Rob Schaap on Foucault
Yoshie Furuhashi
furuhashi.1 at osu.edu
Wed Jun 13 10:42:12 PDT 2001
> > Justin says:
>>
>> >But the idea that F has a poor or no account of class is different
>> >from the idea that his discussion of prison reform is outmoded
>> >because it attacks a humanitarianism that is passe in this
>> >retributive age.
>>
>> Had Foucault not set out to create a Weberian theory of modernity,
>> rejecting Marxism, he (with his towering intellect) would have been
>> able to chart the vicissitudes of prison reforms (rehabilitation
>> under social democracy, retribution under neoliberalism) better.

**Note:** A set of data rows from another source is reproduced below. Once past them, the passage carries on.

PR #1317, opened 2024-11-14
Allow users to define tag sorting order

caitmich:
### Summary

- Add position column to tags table
- Add `acts_as_list` gem so that we can include it in `Tag`
- Use jQuery sortable to sort tags table

### Check List

- [x] Added a CHANGELOG entry


app/controllers/concerns/sortable.rb
```diff
@@ -0,0 +1,24 @@
+module Sortable
+  extend ActiveSupport::Concern
+
+  def sort
+    sortable_class.transaction do
+      sort_params[:sortable_ids].each_with_index do |id, index|
+        sortable_class.where(id: id.to_i).update_all({ position: index + 1 })
```
aapomm, line 7: We need to scope tags by project, otherwise authors will be able to edit tags even for projects they dont have access to. I think the issue here is we're passing `sortable_class` to this concern but this concern does not have any concept of scoping. Instead, we should pass the collection. The TagsController/RulesController should already have the necessary context to build the `@tags` or `@rules` that we could use here.

app/views/tags/_table.html.erb
```diff
@@ -1,25 +1,32 @@
 <% cache ['tags-table', @all_columns, @tags] do %>
```
aapomm, line 1: Should we bust this cache key when the order is changed?

app/controllers/tags_controller.rb
```diff
@@ -43,14 +44,18 @@ def destroy
...
+
   def tag_params
     modified_params = params.require(:tag).permit(:name, :color)
     modified_params[:name] = "#{modified_params[:color].gsub('#', '!')}_#{modified_params[:name]}"
     modified_params.except(:color)
   end
 
   def set_columns
-    default_field_names = ['Name'].freeze
+    default_field_names = ['Sort', 'Name'].freeze
```
aapomm, line 58: Are we using the `Sort` column? I'm not seeing it in the options

app/controllers/concerns/sortable.rb
caitmich: Updated to pull `sortable_records` from each controller like we're doing to get the class, so now we're limiting the list accordingly in each controller

app/views/tags/_table.html.erb
caitmich: Updated the `Sortable` concern so it's now updating the records' `updated_at` values when we change the order. Previously it wasn't being updated because we're using `update_all`

app/controllers/tags_controller.rb
caitmich: The `th` is hidden in the view but we need this column to show the sort handle

app/controllers/concerns/sortable.rb
```diff
@@ -0,0 +1,29 @@
...
+    head :ok
+  end
+
+  private
+
+  def sort_params
+    params.permit(sortable_ids: [])
+  end
+
+  def sortable_class
```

>> After all, such reforms are determined in the last instance by
>> changing requirements of capital accumulation while mediated by
>> concrete social formations (which explains the vast gap in the rate
>> of incarceration, etc. between the USA and the other rich nations),
>> but Foucault couldn't bring himself to employing what he would have
>> thought of as Marxist "reductionism" & "determinism" (not even
>> Althusserian versions of them).
>=======
>How dare any social theorist think they could ever surpass Marx.
>
>
>>
>> Foucault's theory, in short, is too abstract & idealist. Here,
>> Foucault the philosopher drags down Foucault the sociologist of
>> knowledge.
>=============
>"A spider constructs operations which resemble those of a weaver, and
>a bee would put many a human architect to shame by the construction of
>honeycomb cells. But what distinguishes the worst architect from the
>best of bees is that the architect builds the cell in his mind before
>he constructs it in wax. At the end of every labour process, a result
>emerges which had already been conceived by the worker at the
>beginning, hence already existed ideally." [C vol. I, 284]
>
>"what Marx opposes is not simply simply 'idealism': it is the validity
>of the very distinction between the material and the ideal." [Marsden,
>23]
>
> > >I am not prepared to ditch class analysis, as you well know. My
>> >point was not that we should adopt Foucault of D&P in the place of
>> >historical materialism, but that we should use Foucauldian-style
>> >institutional analyses to fill in the gap in historical materialist
>> >explanation between the abstract truth that class relations
>> >determine ideas in some way, and the particular determinations that
>> >emerge in concrete contexts.
>>
>> I'm in favor of the above, but doing so demands that we leave out
>> Foucault's theoretical premises & conclusions, while learning from
>> him "in medias res" as it were.
>>
>> Yoshie
>=========
>No. It demands no such inference. The rapidity with which you cast M&F
>in zero-sum terms is frightening. And the ire with which Marxists
>attacked F reminds me of Northern Ireland. A total waste of time and
>'energy'. Such is the folly of attempting to achieve finality and
>unsurpassability in the study of societies.
>
>Ian
It seems to me to be an insult to Irish nationalists & socialists to
compare criticisms of Foucault here to "Northern Ireland."
Besides, I'm making an argument that one may learn from Foucault
without accepting his theoretical premises & conclusions. What is
your argument against my take? That one cannot learn from Foucault
without accepting his works wholesale?